It's been a while since my last log, but progress is being made. The big problem has been how to convert from point locations & lighthouse angles into a known position of the tracked object in space. The first part of that problem involves figuring out where the lighthouses are in relation to the tracked object. The libsurvive project is also solving much the same problem, so I've been working in the context of that project.
There are a number of ways to solve this problem, and it's not clear at this point which solution will work the best. The approach I'm taking is as follows:
- Given any pair of points (sensors), and the angle they make relative to the lighthouse, the set of possible locations of the lighthouse is defined by a torus.
- Given a set of tori, look for the spot where all of the tori converge in one point, and that will be the location of the lighthouse
Now, that sounds simple enough. But I'm not aware of any simple solution for finding the converging location for multiple tori, particularly when there is noise in the signal so they don't all converge perfectly.
So, here's my solution:
For each torus, generate a point cloud. Then, for one of the tori, for each point on the torus, compute a least-squares distance to the nearest point on each other torus. Whichever point has the lowest least-squares distance will be a good estimate of the location of the lighthouse.
Now, you need to refine that initial guess to get a higher precision estimate of the lighthouse location.
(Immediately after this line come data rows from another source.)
PR #241, opened 2018-04-06
doc: document AST design

ColinEberhardt:
I keep making reference to these unwritten rules - so thought it was worth writing them down!

### DIFF
--- a/docs/contrib-ast.md
+++ b/docs/contrib-ast.md
@@ -1,0 +1,26 @@
+
+---
+title: AST Design
+id: contrib-ast
+---
+
+The AST is used by a number of webassemblyjs packages as a way of representing wasm modules. It is produced / consumed by the parsers / printers that handle the binary WASM and textual WAST formats:
+
+```
+WASM  → wasm-parser ↘     ↗ wasm-gen     → WASM
+                      AST
+WAST  → wast-parser ↗     ↘ wast-printer → WAST
+
+```
+
+The structure of this AST is enforced via flow typing, and the `@webassemblyjs/ast` package that provides factory method for constructing AST nodes of the correct shape.
+
+There are some significant differences between the WASM and WAST representation of modules that have an impact on the AST:
+ - WASM doesn't have to include function and label names. This information may be supplied as a custom name section.
+ - WAST representation has some redundancy, function signatures can be specified 'inline', whereas with WASM function signatures are represented in a section and referenced by index.
+
+A design goal of our AST and the associated parsers / printers is that semnatically equivalent WASM and WAST files should result in an identical AST representation. This results in a simpler interpreter that does not need to handle various AST representations of the same 'application'.
+
+There are some exceptions to this rule ...
+
+With WAST it is possible to hve multiple representations of the same value, e.g. a constant value of`10000` is the same as `10_000`. In order to preserve this information, certain AST nodes have a `raw` property.
--- a/docs/contrib-ast.md
+++ b/docs/contrib-ast.md
@@ -4,7 +4,7 @@ title: AST Design
 id: contrib-ast
 ---
 
-The AST is used by a number of webassemblyjs packages as a way of representing wasm modules. It is produced / consumed by the parsers / printers that handle the binary WASM and textual WAST formats:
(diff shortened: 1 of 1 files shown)


docs/contrib-ast.md
```diff
@@ -0,0 +1,26 @@
...
+
+```
+
+The structure of this AST is enforced via flow typing, and the `@webassemblyjs/ast` package that provides factory method for constructing AST nodes of the correct shape.
+
+There are some significant differences between the WASM and WAST representation of modules that have an impact on the AST:
+ - WASM doesn't have to include function and label names. This information may be supplied as a custom name section.
+ - WAST representation has some redundancy, function signatures can be specified 'inline', whereas with WASM function signatures are represented in a section and referenced by index.
+
+A design goal of our AST and the associated parsers / printers is that semnatically equivalent WASM and WAST files should result in an identical AST representation. This results in a simpler interpreter that does not need to handle various AST representations of the same 'application'.
```
maurobringolf: Small typo here "semantically"

maurobringolf:
Very good idea, this will become more important when we do the flattening of nested instructions for example :+1:

docs/contrib-ast.md
```diff
@@ -0,0 +1,26 @@
+
+---
+title: AST Design
+id: contrib-ast
+---
+
+The AST is used by a number of webassemblyjs packages as a way of representing wasm modules. It is produced / consumed by the parsers / printers that handle the binary WASM and textual WAST formats:
```
xtuc: > the AST is our internal representation of any WebAssembly module in the project.

docs/contrib-ast.md
```diff
@@ -0,0 +1,26 @@
...
+WASM  → wasm-parser ↘     ↗ wasm-gen     → WASM
+                      AST
+WAST  → wast-parser ↗     ↘ wast-printer → WAST
+
+```
+
+The structure of this AST is enforced via flow typing, and the `@webassemblyjs/ast` package that provides factory method for constructing AST nodes of the correct shape.
+
+There are some significant differences between the WASM and WAST representation of modules that have an impact on the AST:
+ - WASM doesn't have to include function and label names. This information may be supplied as a custom name section.
```
xtuc: > This information may be supplied as a custom name section or randomly generated.

docs/contrib-ast.md
```diff
@@ -0,0 +1,26 @@
...
+ - WAST representation has some redundancy, function signatures can be specified 'inline', whereas with WASM function signatures are represented in a section and referenced by index.
```
xtuc: I guess it's just for documentation purposes, because we are planning to remove it via https://github.com/xtuc/webassemblyjs/issues/242 right?

docs/contrib-ast.md
xtuc: That's correct, the downside is that we are not able to re-print the same source. We can leave it for now, I'll think about a better solution.

docs/contrib-ast.md
```diff
@@ -0,0 +1,26 @@
...
+
+A design goal of our AST and the associated parsers / printers is that semnatically equivalent WASM and WAST files should result in an identical AST representation. This results in a simpler interpreter that does not need to handle various AST representations of the same 'application'.
+
+There are some exceptions to this rule ...
+
+With WAST it is possible to hve multiple representations of the same value, e.g. a constant value of`10000` is the same as `10_000`. In order to preserve this information, certain AST nodes have a `raw` property.
```
xtuc: > it possible to have multiple

xtuc: and a space after `of` and before `10000`. If we have the correct location information attached to that node (which I don't think we have) you can compare nodes.

docs/contrib-ast.md
ColinEberhardt: I really should get round to installing a VSCode spell check plugin!

ColinEberhardt: That's a very good point - when tackling #242 it might be worth separating out the normalisation from the parsing, so that re-printing becomes an option.

ColinEberhardt:
Yes, that would be good thanks

Issue #394, opened 2018-06-09
Refac stack unwindings


xtuc:
see https://github.com/WebAssembly/wabt/issues/854#issuecomment-394533477

PR #449, opened 2018-08-26
Proper compiler and IR

xtuc:
Fixes https://github.com/xtuc/webassemblyjs/issues/394, and a couple of related issues.


packages/helper-compiler/src/index.js
```diff
@@ -0,0 +1,46 @@
...
+
+import { Module } from "./module";
+
+export function toIR(ast: Program): IR {
+  const program = {};
+  const funcTable = [];
+
+  // flatten the ast first
+  // TODO(sven): do it in a single pass?
+  flatten(ast);
```
xtuc: The compability with wast might be broken here anyway, we can remove the AST flatten pass.

xtuc:
Ok i'm in a state were all the regression were fixed

xtuc:
Ok we're in mergable state here. I need to refac a bit.

PR #455, opened 2018-09-19
fix: Upgrade lerna to 3, fixes #452

### LINKED ISSUE #452: Add LICENSE files to packages/*
Hello,

It looks like packages/floating-hex-parser has a LICENSE file, but most of the other packages don't. Would you mind adding LICENSE files to the other packages, too?

pksunkara:
This PR upgrades lerna from version 2 to version 3. It also makes use of yarn workspaces.

1. Since `useWorkspaces: true` is present in `lerna.json`, doing `yarn install` will also bootstrap lerna. This also allows us to define the packages in only `package.json`
2. lerna@3 will always use the local installed version which means we can remove lerna version from `lerna.json`

### DIFF
--- a/.travis.yml
+++ b/.travis.yml
@@ -1,6 +1,10 @@
 language: node_js
 
-before_script: make bootstrap
+cache:
+  yarn: true
+
+before_install: npm i -g yarn
+install: make bootstrap
 
 script: make $JOB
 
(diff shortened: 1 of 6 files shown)


pksunkara:
We would like to ideally get the new releases with LICENSE in the upcoming webpack patch release. Just waiting for you 😄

Right now I am using the same approach as above, except just rendering part of the tori at higher resolution. It looks something like this:
In this image, you can see that there are so many tori being calculated that it's hard to distinguish each one. But you can also see the area that looks denser. The red "star" indicates the location of the initial guess, and as a result a second pass was done just in that area, with each tori being rendered in much higher resolution. Looking very closely, you can even see that a third pass was done in the center of that patch to eek out the most precision possible using this approach. While this seems to work fairly well, it's also somewhat memory intensive, and very CPU intensive.
So, I'm planning a different approach for refining the initial estimate that avoids a point cloud altogether by employing a gradient descent. Basically, it involves looking at the 3 dimensional gradient of the least-squares distance to each torus, and iteratively moving the "best estimate" point along this gradient until it reaches a local minimum (and ideally this will also be the global minimum, too).